Great fermentability (from 1.084 to 1.010!)

Homebrew Talk - Beer, Wine, Mead, & Cider Brewing Discussion Forum

Help Support Homebrew Talk - Beer, Wine, Mead, & Cider Brewing Discussion Forum:

This site may earn a commission from merchant affiliate links, including eBay, Amazon, and others.

Steve973

Well-Known Member
Joined
Aug 21, 2005
Messages
298
Reaction score
2
Location
Baltimore, MD
We just bottled our second belgian dark strong ale. We didn't get super great mash efficiency, and we hit 1.084 instead of the expected 1.092 or something like that, but we attenuated down to 1.010 at bottling time, which was much better than we expected. So, we hit our 10% abv goal anyway, and the mouthfeel certainly isn't bad as a result. We made our candi sugar by inverting some turbinado, and that worked out really well - definitely better than buying it from the store. you can definitely notice the flavor/color difference. Now, we used 6 ounces of leftover turbinado sugar to get some good volumes of CO2, and we corked and caged the champagne bottles on Sunday. There was one extra bottle that we'll use for a tester in 2 weeks, and if that went well, we'll start popping corks about a month from bottling time. All in all, the beer will be about five months old at that point since the secondary fermentation lasted about three freakin' months!
 
Amazing attenuation, I've never had a high gravity ale with such a low FG. How much candi did you use?
 
Yeah, that is great. What yeast did you use?

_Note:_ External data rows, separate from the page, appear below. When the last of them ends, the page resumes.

PR #146, opened 2022-05-05
gacela.php using callable with GacelaConfig as arg

Chemaclass:
## 📚 Description

Improve the UX when using gacela.php config file. Instead of returning an object, and use a chain of setters, use object methods like this:

```php
// gacela.php
return static function (GacelaConfig $config): void {
    $config
        // adding app configuration
        ->addAppConfig('config/*.php', 'config/local.php')

        // adding suffix types
        ->addSuffixTypeFacade('FacadeFromBootstrap')
        ->addSuffixTypeFactory('FactoryFromBootstrap')
        ->addSuffixTypeConfig('ConfigFromBootstrap')
        ->addSuffixTypeDependencyProvider('DependencyProviderFromBootstrap')

        // Mapping interfaces
        ->addMappingInterface(GreeterGeneratorInterface::class, IncorrectCompanyGenerator::class)
        ->addMappingInterface(CustomInterface::class, $config->getExternalService('CustomClassKey'));
};
```

> Inspired by the idea of simplifying the config setup https://getrector.org/blog/new-in-rector-012-introducing-rector-config-with-autocomplete Thanks to @TomasVotruba

## 🔖 Changes

- Allow using `GacelaConfig` as argument from a callable from gacela.php.
- This is backwards compatible with the current `GacelaSetup` fluent-setters design.

## 💡 Follow up ideas

Maybe this could deprecate the current `GacelaSetup` fluent-setters design in favor of the new `GacelaConfig` design.


TomasVotruba:
Cool to see it applied in practice 😊
Thanks for sharing

Chemaclass:
Those methods `addAppConfig()`, `addSuffixTypeFacade()`, `mapInterface()`, ... are the first things that came to my mind. Feel free to suggest better names, please @JesusValera @jenshaase @Tito-Kati

jenshaase:
PHP CS Fixer does something similar: https://github.com/FriendsOfPHP/PHP-CS-Fixer/blob/master/doc/config.rst

One drawback I think of is that the `GacelaConfig` class is not immutable. Wouldn't it be better to have a function that returns a new instance of `GacelaConfig`. So instead of 

```php
return static function (GacelaConfig $config): void {
// ...
}
```
Do this:
```php
return static function (GacelaConfig $config): GacelaConfig {
  return $config
}
```

However, for Phel this is not very interesting since we use the `GacelaSetup` class.

JesusValera:
> PHP CS Fixer does something similar: https://github.com/FriendsOfPHP/PHP-CS-Fixer/blob/master/doc/config.rst
> 
> One drawback I think of is that the `GacelaConfig` class is not immutable. Wouldn't it be better to have a function that returns a new instance of `GacelaConfig`. So instead of
> 
> ```
> return static function (GacelaConfig $config): void {
> // ...
> }
> ```
> 
> Do this:
> 
> ```
> return static function (GacelaConfig $config): GacelaConfig {
>   return $config
> }
> ```
> 
> However, for Phel this is not very interesting since we use the `GacelaSetup` class.

Interesting point of view @jenshaase.
But I would say the purpose of the `GacelaConfig` class is exactly this one, to mutate the state for each alteration.
I think it's easier and better this way, else, we should copy all different data (mapping interfaces, app config and suffixes) for each new item the user adds to the configuration.
Additionally, the scope of the `GacelaConfig` instance is only inside this closure.

What do you think? I am open for new perspectives :)

JesusValera:
This is the actual interface of `GacelaConfig`

image
There are so many methods, and most of them are for our internal purposes, the customer should see as less internal things as possible, I would avoid showing as many as possible those methods, in order to make the usage easier and avoid possible misinterpretations of the class itself, what do you think @Chemaclass?

It comes to my mind two alternatives:
1. A single `build()` method [we can mark it also as `@internals`] that returns an array with all information, and in the Gacela internals, we took what we want, or
2. Use Reflection to mark the classes `ConfigBuilder`, `SuffixTypesBuilder` and `MappingInterfacesBuilder` as public even if they are private (I don't like this approach, also probably we should drop the `final` keyword). But this would be totally transparent without `build()` or anything else to the final user.

---

Mockup of the first version:

image

Chemaclass:
Good Point. I am also not so happy about all those public methods. I wouldn't use reflection for this, The first option is better. Although, I am not 100% happy with that build option either, but it looks better as the current implemented. Feel free to push a commit with your suggestion directly to this branch, @JesusValera

Chemaclass:
@jenshaase regarding your suggestion embracing immutable for this `$config` object:
> ```php
> return static function (GacelaConfig $config): GacelaConfig {
>   return $config
> }
> ```
I think there is no real win having this approach, because the object it's being passed as reference as it will be pass as new object from Gacela point-of-view and it will be filled by the client. You can use both approaches; either keep return `void` or returning the modified `GacelaConfig`, making even possible an arrow function for this approach like this:
```php
return static fn (GacelaConfig $config) => $config
    ->addAppConfig('config/from-gacela-file.php')
    ->addMappingInterface(CustomInterface::class, $config->getExternalService('CustomClassFromExternalService'))
    ->addSuffixTypeFacade('FacadeFromGacelaFile')
    ->addSuffixTypeFactory('FactoryFromGacelaFile')
    ->addSuffixTypeConfig('ConfigFromGacelaFile')
    ->addSuffixTypeDependencyProvider('DependencyProviderFromGacelaFile');
```

---

> However, for Phel this is not very interesting since we use the GacelaSetup class.

Well, I see this new concept as a new approach that could deprecated the current SetupGacela (in order to simplify the setup itself...). Here you can see a comparison from the current vs the new design:

```php
# phel-lang/phel:21

// CURRENT
$setupGacela = (new SetupGacela())
    ->setConfig(static function (ConfigBuilder $configBuilder): void {
        $configBuilder->add('phel-config.php', 'phel-config-local.php');
    });
// NEW
$setupGacela = static fn (GacelaConfig $config) => $config
    ->addAppConfig('phel-config.php', 'phel-config-local.php');

Gacela::bootstrap($projectRootDir, $setupGacela);
```

src/Framework/Bootstrap/AbstractSetupGacela.php
```diff
@@ -0,0 +1,56 @@
...
+
+    /**
+     * @deprecated in favor of `externalServices()`
+     *
+     * @return array<string,mixed>
+     */
+    public function globalServices(): array
+    {
+        return $this->externalServices();
+    }
```
JesusValera, line 55: This method was deprecated one month ago on version [0.16.0](https://github.com/gacela-project/gacela/blob/0.16.0/src/Framework/Setup/SetupGacela.php#L92).
Maybe we could drop it in this release @Chemaclass?

src/Framework/Config/GacelaFileConfig/Factory/GacelaConfigFromBootstrapFactory.php
```diff
@@ -35,25 +35,16 @@ public function createGacelaFileConfig(): GacelaConfigFileInterface
 
     private function createConfigBuilder(): ConfigBuilder
     {
-        $configBuilder = new ConfigBuilder();
-        $this->setup->config($configBuilder);
-
-        return $configBuilder;
+        return $this->setup->buildConfig(new ConfigBuilder());
```
JesusValera, line 38: Nice 👍🏼

src/Framework/Config/GacelaFileConfig/Factory/GacelaConfigUsingGacelaPhpFileFactory.php
```diff
@@ -37,13 +40,16 @@ public function createGacelaFileConfig(): GacelaConfigFileInterface
...
         /** @var SetupGacelaInterface|callable $setupGacelaFile */
         $setupGacelaFile = $this->fileIo->include($this->gacelaPhpPath);
+
         if (is_callable($setupGacelaFile)) {
-            trigger_deprecation('Gacela', '0.15', 'Return a SetupGacelaInterface instance directly. The callable option will be removed in the next version.');
+            $gacelaConfig = new GacelaConfig($this->setup->externalServices());
+            $setupGacelaFile($gacelaConfig);
+            $setupGacela = SetupGacela::fromGacelaConfig($gacelaConfig);
+        } else {
+            $setupGacela = $setupGacelaFile;
```
JesusValera, line 49: Will we drop in the future the `(SetupGacela())->setXXX()` construction?

src/Framework/Setup/AbstractSetupGacela.php
```diff
@@ -4,50 +4,11 @@
...
 namespace Gacela\Framework\Setup;
 
-use Gacela\Framework\Config\GacelaConfigBuilder\ConfigBuilder;
-use Gacela\Framework\Config\GacelaConfigBuilder\MappingInterfacesBuilder;
-use Gacela\Framework\Config\GacelaConfigBuilder\SuffixTypesBuilder;
+use Gacela\Framework\Bootstrap\AbstractSetupGacela as BootstrapAbstractSetupGacela;
 
-abstract class AbstractSetupGacela implements SetupGacelaInterface
+/**
+ * @deprecated in favor of \Gacela\Framework\Bootstrap\AbstractSetupGacela
```
JesusValera, line 10: What about defining the version we will remove the deprecation class/method in the PhpDoc itself?

src/Framework/Bootstrap/AbstractSetupGacela.php
Chemaclass: Good idea. Feel free to do this in a follow up PR.

src/Framework/Config/GacelaFileConfig/Factory/GacelaConfigUsingGacelaPhpFileFactory.php
Chemaclass: Good idea, but it will require some minor changes. Please, apply these changes in a follow PR.

src/Framework/Setup/AbstractSetupGacela.php
Chemaclass: I would prefer don't. The "deprecated" tag already tell you that you shouldn't use it and it will be removed in a future version. So it's up to the dev to avoid using the deprecated and use the new ones.

JesusValera (approved):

I've used Turbinado before in beers with great results. I just dumped the granules straight in. How easy was it to convert it to homemade candi sugar and do you think it makes a difference vs. straight granules?
 
Rhoobarb said:
Yeah, that is great. What yeast did you use?

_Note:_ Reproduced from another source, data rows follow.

PR #153, opened 2022-05-19
Removed bin/gacela util from this repo

Chemaclass:
## 📚 Description

The `symfony/console` has some dependencies that gacela doesn't really need:
```json
    "require": {
        "php": ">=7.2.5",
        "symfony/deprecation-contracts": "^2.1|^3",
        "symfony/polyfill-mbstring": "~1.0",
        "symfony/polyfill-php73": "^1.9",
        "symfony/polyfill-php80": "^1.16",
        "symfony/service-contracts": "^1.1|^2|^3",
        "symfony/string": "^5.1|^6.0"
    },
```

That dependency was introduced ONLY to be able to run "`vendor/bin/gacela` code generator commands" which aren't really used always in all projects using gacela.

## 🔖 Changes

- Remove the `symfony/console` dependency
- Move away the CodeGenerator module to its own repository: https://github.com/gacela-project/gacela-cli

This way the real dependencies for gacela will be just these:
```json
    "require": {
        "php": ">=7.4",
        "ext-json": "*"
    },
```


JesusValera (approved):
Interesting approach, one question:
Does it make sense to have the `Framework` folder now?
image

Chemaclass:
Yes, because even if we split the repos, they still share the namespace Gacela. So, I like to keep the Framework level.

PR #155, opened 2022-05-21
Allow gacela anon-classes using parent methods

Chemaclass:
## 📚 Description

Currently, if you use `AnonymousGlobal::overrideExistingResolvedClass()` to override a real `Factory` because you are interested on overriding some method(s) in your child class (potentially anonymous class), for example, the method `getConfig()` from the parent class wont be called. Instead you'll face an Exception.

The reason is that currently, when using `getConfig()` it tries to resolve it from the current caller. And in the case of the anon-class, the current caller is the file/class name where the anon-class was created.

The solution is to check the parent class namespace in case there was no resolver class found for a particular caller. 

## 🔖 Changes

- Try recursively once more with its parent class on `doResolve()` if the caller was an object.
- Moved `Gacela/Framework/Config` to `Gacela/Framework/Config/Config`
  - Why? Because `test_missing_config_module` was failing due to the fact that `Config` is a valid name next to the `AbstractFactory`. So we have to put it in another directly. Anyway, it fits better in that place. Also, it's an internal class, so no broken changes for the public API.


src/Framework/ClassResolver/AbstractClassResolver.php
```diff
@@ -44,6 +45,14 @@ public function doResolve($caller): ?object
 
         $resolvedClassName = $this->findClassName($classInfo);
         if ($resolvedClassName === null) {
+            // Try once more with its parent class
```
JesusValera, line 48: I think we should not try just once but recursively till there are no more parents.

Chemaclass: That's exactly what it does... maybe the comment it's misleading. I will improve it.

JesusValera (approved):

I've used Turbinado before in beers with great results. I just dumped the granules straight in. How easy was it to convert it to homemade candi sugar and do you think it makes a difference vs. straight granules?

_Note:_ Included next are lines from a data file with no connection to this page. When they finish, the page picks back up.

PR #157, opened 2022-05-23
Add AbstractClassResolver::resetCache()

JesusValera:
## 📚 Description

Create `AbstractClassResolver::resetCache()` method in order to remove the cache, this function is focus for tests when using `@dataproviders` for example.

### DIFF
--- a/src/Framework/ClassResolver/AbstractClassResolver.php
+++ b/src/Framework/ClassResolver/AbstractClassResolver.php
@@ -24,6 +24,9 @@ abstract class AbstractClassResolver
 
     private ?InstanceCreator $instanceCreator = null;
 
+    /**
+     * @internal just for testing purposes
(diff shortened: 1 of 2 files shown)


src/Framework/ClassResolver/AbstractClassResolver.php
```diff
@@ -24,6 +24,11 @@ abstract class AbstractClassResolver
 
     private ?InstanceCreator $instanceCreator = null;
 
+    public static function resetCache(): void
```
Chemaclass, line 27: What do you think about adding the flag `@internal just for testing purposes` (or something similar) to make the function not API friendly, as a warning for other people who might be interested to use it? I don't know. What do you think, @JesusValera?

Chemaclass (approved):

I made sort-of dark candi sugar from turbinado for my dubbel. No worries--works exactly the same as with table sugar.
 
We used Wyeast 3787 (or was it 3878?)... and we dumped some White Labs High Gravity yeast into the secondary, and the fermentation was LOOOOONNNGGG! We used ~2lbs of homemade candi sugar. It was super easy to make it. Just boil it on the stove with a little water and citric acid powder, and did that long enough to get the desired color. I've never used straight granules, but you wouldn't get the same carmelization as you would if you boil it in a pot until you get the desired darkness. Other than that, I've never used the granules straight. And I don't know if it matters, but you might not get complete inversion if you dump it straight into the boil pot, either.
 
That's almost the exact attenuation of my belgian strong when I put it into the secondary a few weeks ago.

P.S. How did bottling go? Did you use the italian floor corker? Ease or difficulty? Are you aging them standing up or on their sides? Did you add any yeast prior to bottling? What volume of CO2 are you going for?
 
I'm going for a volume of about 3.0. We used plastic corks, so we just pushed them in and caged them. We added another vial of the White Labs High Gravity yeast for bottling. We're not fooling around - with a ten percent beer, we want to make sure that the yeast has no problems doing what it needs to do for carbonation. They will remain standing up, since the corks aren't prone to drying out :)
 
sweet. I'm starting to lean towards the plastic corks myself as the real kind is starting to look like it is going to be a real pain in the arse. I'm thinking of a volume of about 3.5 to 3.7, but I haven't completely decided yet.